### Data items
PR #499, opened 2018-03-30
Enables autoconfiguration for EnableSpannerRepositories

### LINKED ISSUE #490: Move @EnableSpannerRepositories to GcpSpannerAutoconfiguration if possible from sample
`@EnableSpannerRepositories` is a Spring Data feature that enables the discovery of repositories.
We need to explore if it's possible to setup the annotation on the autoconfig level, thus potentially save the user this extra step to setup a spring data spanner application. 

The best place to start proving this is the Spring Data Spanner sample project.

joaoandremartins:
Users won't have to explicitly provide the annotation for it to be
enabled.

Fixes #490


spring-cloud-gcp-autoconfigure/src/test/java/org/springframework/cloud/gcp/autoconfigure/spanner/GcpSpannerAutoConfigurationTests.java
```diff
@@ -38,7 +37,8 @@
 
 	private ApplicationContextRunner contextRunner = new ApplicationContextRunner()
 			.withConfiguration(AutoConfigurations.of(GcpSpannerAutoConfiguration.class,
-					GcpContextAutoConfiguration.class))
+					GcpContextAutoConfiguration.class,
+					SpannerRepositoriesAutoConfiguration.class))
```
joaoandremartins: @artembilan do you know why this test is failing with:

```
Caused by: java.lang.IllegalStateException: Unable to retrieve @EnableAutoConfiguration base packages
	at org.springframework.boot.autoconfigure.AutoConfigurationPackages.get(AutoConfigurationPackages.java:76)
	at org.springframework.boot.autoconfigure.data.AbstractRepositoryConfigurationSourceSupport.getBasePackages(AbstractRepositoryConfigurationSourceSupport.java:79)
```

I can't add `@EnableAutoConfiguration` to `SpannerRepositoriesAutoConfiguration` since it will enable every other autoconfiguration in the package.
I added `SpannerRepositoriesAutoConfiguration` to `spring.factories`, shouldn't that be enough?

spring-cloud-gcp-autoconfigure/src/test/java/org/springframework/cloud/gcp/autoconfigure/spanner/GcpSpannerAutoConfigurationTests.java
```diff
@@ -58,7 +58,6 @@ public void testTestRepositoryCreated() {
 		});
 	}
 
-	@EnableSpannerRepositories
```
artembilan: To answer to your question, @joaoandremartins .
Add here `@AutoConfigurationPackage` instead.

The main point is to let to Spring Boot to know where to find `Repository` (and other similar) classes.
In this case we are lucky that our `TestRepository` in the same package. :smile:

ChengyuanZhao:
Our integration tests for Spanner at `org.springframework.cloud.gcp.data.spanner.test.IntegrationTestConfiguration` has the `@EnableSpannerRepositories` for it to work currently. You should remove it from that class and if the integration tests still work then it should be good to go!

joaoandremartins:
@ChengyuanZhao the integration tests don't use auto-configuration, so I'm afraid that `@EnableJpaRepositories` will need to continue there :(

joaoandremartins:
@artembilan PTAL

PR #1179, opened 2018-11-05
Datastore refdoc cleanup and update

### LINKED ISSUE #1175: Datastore Ref doc update to all current features

ChengyuanZhao:
fixes #1175

Updates refdoc to include all features we have implemented.

### DIFF
--- a/spring-cloud-gcp-docs/src/main/asciidoc/datastore.adoc
+++ b/spring-cloud-gcp-docs/src/main/asciidoc/datastore.adoc
@@ -565,7 +565,21 @@ The Template API provides convenience methods for:
 
 ==== GQL Query
 
-This feature is not supported yet.
+In addition to retrieving entities by their IDs, you can also submit queries.
+
+[source,java]
+----
+  <T> Iterable<T> query(Query<? extends BaseEntity> query, Class<T> entityClass);
+
+  <A, T> Iterable<T> query(Query<A> query, Function<A, T> entityFunc);
+
+  Iterable<Key> queryKeys(Query<Key> query);
+----
+
+These methods, respectively, allow querying for:
+* entities mapped by a given entity class using all the same mapping and converting features
+* arbitrary types produced by a given mapping function
+* only the Cloud Datastore keys of the entities found by the query
 
 ==== Find by ID(s)
 
@@ -603,13 +617,10 @@ public class ExampleItem {
 }
 ----
 
-===== Read with offsets and limits
+===== Read with offsets, limits, and sorting
 
-This feature is not supported yet.
-
-===== Sorting
-
-This feature is not supported yet.
+`DatastoreRepository` and custom defined entitiy repositories implement Spring Data's `PagingAndSortingRepository`, which supports offsets and limits using page numbers and page sizes.
+Paging and sorting options are also supported in `DatastoreTemplate` by supplying a `DatastoreQueryOptions`.
 
 ===== Partial read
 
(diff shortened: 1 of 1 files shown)


ChengyuanZhao:
@meltsufin @dmitry-s PTAL

spring-cloud-gcp-docs/src/main/asciidoc/datastore.adoc
```diff
@@ -860,7 +871,35 @@ public interface TraderRepository extends CrudRepository<Trader, String> {
...
+
+	List<TradeProjection> findByAction(String action);
+
+	@Query("SELECT action, symbol FROM trades WHERE action = @action")
+	List<TradeProjection> findByQuery(String action);
+}
+----
+
+Projections can be provided by name-convention-based query methods as well as by custom SQL queries.
+If using custom SQL queries, you can further restrict the fields retrieved from Datastore to just those required by the projection.
```
dmitry-s: Mention that the whole Datastore Entity is retrieved in case of queries based on method name.

spring-cloud-gcp-docs/src/main/asciidoc/datastore.adoc
```diff
@@ -603,13 +617,10 @@ public class ExampleItem {
...
 
-===== Read with offsets and limits
-
-This feature is not supported yet.
+===== Read with offsets, limits, and sorting
 
-===== Sorting
-
-This feature is not supported yet.
+`DatastoreRepository` and custom defined entitiy repositories implement Spring Data's `PagingAndSortingRepository`, which supports offsets and limits using page numbers and page sizes.
```
```suggestion
`DatastoreRepository` and custom-defined entitiy repositories implement the Spring Data `PagingAndSortingRepository`, which supports offsets and limits using page numbers and page sizes.
```

spring-cloud-gcp-docs/src/main/asciidoc/datastore.adoc
```diff
@@ -603,13 +617,10 @@ public class ExampleItem {
...
+Paging and sorting options are also supported in `DatastoreTemplate` by supplying a `DatastoreQueryOptions` to `findAll`.
```
```suggestion
Paging and sorting options are also supported in the `DatastoreTemplate` by supplying a `DatastoreQueryOptions` to `findAll`.
```

spring-cloud-gcp-docs/src/main/asciidoc/datastore.adoc
```diff
@@ -765,6 +776,7 @@ Cloud Datastore only supports filter components joined by AND, and the following
 * `is null`
 
 After writing a custom repository interface specifying just the signatures of these methods, implementations are generated for you and can be used with an auto-wired instance of the repository.
+Because of Cloud Datastore's requirement that explicitly selected fields must all appear in a composite index together, `find` name-based query methods are run as `SELECT *`.
```
```suggestion
Cloud Datastore requires that explicitly selected fields must all appear in a composite index together. To avoid this restriction, name-based query `find` methods are run as `SELECT *`.
```

spring-cloud-gcp-docs/src/main/asciidoc/datastore.adoc
```diff
@@ -860,7 +872,35 @@ public interface TraderRepository extends CrudRepository<Trader, String> {
...
+
+	List<TradeProjection> findByAction(String action);
+
+	@Query("SELECT action, symbol FROM trades WHERE action = @action")
+	List<TradeProjection> findByQuery(String action);
+}
+----
+
+Projections can be provided by name-convention-based query methods as well as by custom GQL queries.
+If using custom GQL queries, you can further restrict the fields retrieved from Datastore to just those required by the projection.
```
```suggestion
If using custom GQL queries, you can further restrict the fields retrieved from Cloud Datastore to just those required by the projection.
```

spring-cloud-gcp-docs/src/main/asciidoc/datastore.adoc
```diff
@@ -860,7 +872,35 @@ public interface TraderRepository extends CrudRepository<Trader, String> {
...
+However, custom select statements (those not using `SELECT *`) require composite indexes containing the selected fields.
+
+Properties of projection types defined using SpEL use the fixed name `target` for the underlying domain object.
+As a result accessing underlying properties take the form `target.<property-name>`.
```
```suggestion
As a result, accessing underlying properties take the form `target.<property-name>`.
```

spring-cloud-gcp-docs/src/main/asciidoc/datastore.adoc
ChengyuanZhao: Hmmm I'm not sure this is better.

spring-cloud-gcp-docs/src/main/asciidoc/datastore.adoc
meltsufin: I always think of the class, not an instance when referencing. "The DatastoreTemplate [class]" sounds ok to me.

ChengyuanZhao: However "class" isn't here, and I don't think it's necessary to say that it is a class. 

I've been most comfortable and I think it's most natural to refer to classes without "the". For example when we talk about `Object`, `String`, or `Long`, we never say "the String class".

PR #1181, opened 2018-11-06
Add Trace Sample Test

dzou:
Add a integration test for Trace Sample.

In reference to #705.


spring-cloud-gcp-samples/spring-cloud-gcp-trace-sample/src/test/java/com/example/ApplicationTests.java
```diff
@@ -0,0 +1,149 @@
...
+		assumeThat(
+				"Google Cloud Trace integration tests are disabled. "
+						+ "Please use '-Dit.trace=true' to enable them. ",
+				System.getProperty("it.trace"), is("true"));
+	}
+
+	@Before
+	public void setupTraceClient() throws IOException {
+		this.url = String.format("http://localhost:%d/", this.port);
+		this.testRestTemplate = new TestRestTemplate();
```
artembilan: One more time: you don't need to instantiate this object and do some hard formatting logic for the port.
There is just enough to `@Autowired` this object from the application context.
See `ApplicationTests` in the `spring-cloud-gcp-data-datastore-sample`.

meltsufin: That's how we had it before, but that `TestRestTemplate` was getting instrumented by Sleuth and interfered with the test.
@dzou, maybe add a comment above this line explaining this.

dzou: No, this is a special case with the Trace sample test. Due to the configuration of the sample app, the autowired instance of TestRestTemplate has its own built-in Trace instrumentation and will attach a random `xb-3-traceid` header automatically to all requests. The traces on Stackdriver will use this ID. However, in the test we want to set the traceid manually with `x-cloud-trace-context` so we can use the value to look it up and verify it on StackDriver.

So here I have to create a new rest template instance which does not have the configuration that automatically adds that xb-3 header.

artembilan: Uh! So, sounds like you want to overcome (mock ?) the real functionality with your own code.
Why just not test whatever is provided by the tracer automatically?

How it can be an integration test if we don't use real functionality?

Maybe we can just add some interceptor into the autowired `TestRestTemplate` to catch that generated header and then verify against it in the end of test?

Thanks for understanding

dzou: Hmm, so the only functionality we are changing is overriding the traceId set in the request with a non-random one. That lets us know the traceId value beforehand so we can check it was successfully registered in StackDriver.

So I think it is ok here for the integration test since we are not modifying the core logic of what is going on. If there were some way of determining the random ID generated for the requests by the rest template beforehand, we could eliminate doing this. This was the only way that Mike and I could figure out how to make the traceId known by the test.

artembilan: OK. Fair enough. No reason to argue anymore.

Please, add an in-line comment here to explain "Why?" and it is going to be good for merging!

dzou: Sounds good, thanks.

### DIRECTIONS FOR THIS TASK
Search the records for the string "going" and report each line that has it.

### EXPECTED OUTPUT
So I think it is ok here for the integration test since we are not modifying the core logic of what is going on. If there were some way of determining the random ID generated for the requests by the rest template beforehand, we could eliminate doing this. This was the only way that Mike and I could figure out how to make the traceId known by the test.
Please, add an in-line comment here to explain "Why?" and it is going to be good for merging!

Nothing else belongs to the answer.